— Божество, больное астмой.
— У Владимира сегодня обедает La Grande Mademoiselle. — Так в этом кружке называли Юрьевскую. — Забавно, что хозяин должен будет пить за ее здоровье!
— «О, that deceit should dwell in such a gorgeous palace!..» Это не я говорю. Это сказал Шекспир.
— Он читал Шекспира!
— Если, конечно, он не врет.
— Вчера наследник отказался вести ее в церковь. Она шла с великой княгиней Марьей Павловной.
— Нет, он не отказался: не посмел бы отказаться. Это вышло как-то само собой.
— Само собой ничего не выходит. Даже революция.
— Кажется, погода портится, — сказал старый человек в монокле, недовольный последним замечанием. — Утро было прекрасное: солнце и мороз.
— Мороз остался, но солнце исчезло. А все-таки меня напрасно так пугали петербургским климатом, в нем ничего страшного нет. И эти русские печи настолько лучше наших каминов.
— В домах у них тепло, но в театрах иногда очень холодно. Даже в Китайском и в Эрмитаже.
— Я был на том спектакле, на котором одна симпатичная старушка, — я никого не называю, моя discrétion общеизвестна — выдвинула конкурентку à la Grande Mademoiselle. Конкурентка сидела в ложе старушки как раз против царя. Он тогда еще бывал в театрах.
— Я ее знаю. Очень опасная конкурентка: писаная красавица.
— И что же?
— Он смотрел, кажется, с большим интересом. Тем не менее замысел симпатичной старушки не удался. Французы изумлялись: это уже Людовик Пятнадцатый.

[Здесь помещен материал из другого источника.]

PR #263, opened 2023-05-19
[Rebalancing] Optional small cleanups

uxd-vincent:


programs/uxd/src/instructions/mint.rs
```diff
@@ -281,44 +291,22 @@ pub(crate) fn handler(ctx: Context<Mint>, collateral_amount: u64) -> Result<()>
         },
     ];
 
-    drop(controller);
-    drop(identity_depository);
-    drop(mercurial_vault_depository);
-    drop(credix_lp_depository);
-
-    // Compute the desired target amounts for each depository
-    let depositories_target_redeemable_amount = calculate_depositories_target_redeemable_amount(
```
uxd-vincent, line 290: this logic is simplified here, that was the goal of re-using the target computing function

uxd-vincent:
not doing this for now

PR #271, opened 2023-06-26
[Tooling] Using credix pre-mainnet instead of devnet for CI

uxd-vincent:
Moving to latest credix testing program: pre-mainnet
Also removing tests for `collectProfitsFromCredix` and `redeemFromCredix` since those two IX are now replaced by the rebalancing logic instead and wont work in the latest mainnet


programs/uxd/tests/integration_tests/api/program_credix/binaries/dump.sh
```diff
@@ -1,5 +1,5 @@
 solana config set --url https://api.devnet.solana.com
-solana program dump crdszSnZQu7j36KfsMJ4VEmMUTJgrNYXwoPVHUANpAu executable-devnet.so
+solana program dump crdRi38zEhQdzpsxnKur73WHBM9BSvXMSfGcbLyJCdP executable-devnet.so
```
cnek, line 2: call it executable-pre-mainnet?

package.json
```diff
@@ -4,7 +4,7 @@
     "@project-serum/anchor": "0.26.0",
     "@solana/spl-token": "0.3.7",
     "@solana/web3.js": "1.73.0",
-    "@uxd-protocol/uxd-client": "7.3.1-rc1"
+    "@uxd-protocol/uxd-client": "7.2.0-rc2"
```
cnek, line 7: should it stay `7.3.1-rc1` as discussed?

programs/uxd/tests/integration_tests/api/program_credix/binaries/dump.sh
uxd-vincent: Well, it does run on the devnet tho T_T

package.json
uxd-vincent: for sure, will revert 👌

programs/uxd/tests/integration_tests/api/program_credix/binaries/dump.sh
cnek: yea let's keep the name then coz it's the only legit devnet program we should use going forward

acamill (dismissed):

cnek (approved):

PR #280, opened 2023-07-21
Scaffold LSD Depository

acamill:

PR #283, opened 2023-07-28
Math refactor

cnek:
breaking down #280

— Сфинкс сегодня сиял. — Прозвище Сфинкса было дано молчаливому французскому послу. — Император был с ним очень любезен, он пошлет об этом семьдесят шифрованных телеграмм в Париж. Вы знаете, на первом разводе после отказа Франции в выдаче того проходимца Гартмана, Александр Второй не протянул Сфинксу руки.
— Он сказал: «J’ ai été très affecté, Monsieur l’Ambassa-deur, de la décision de votre gouvernement au sujet de ce miserable. C’est tout ce que j’ai à vous dire». И пошел дальше.
— Кто это Гартман?.. Ах, да, я забыл.
— Он забыл. Он не помнит, как зовут английскую королеву. Он вчера выпил три бутылки.
— По поводу английской королевы, знаете ли вы, как лорд Дюфферин определяет революцию: «Революция — это когда внизу убийцы, а наверху самоубийцы».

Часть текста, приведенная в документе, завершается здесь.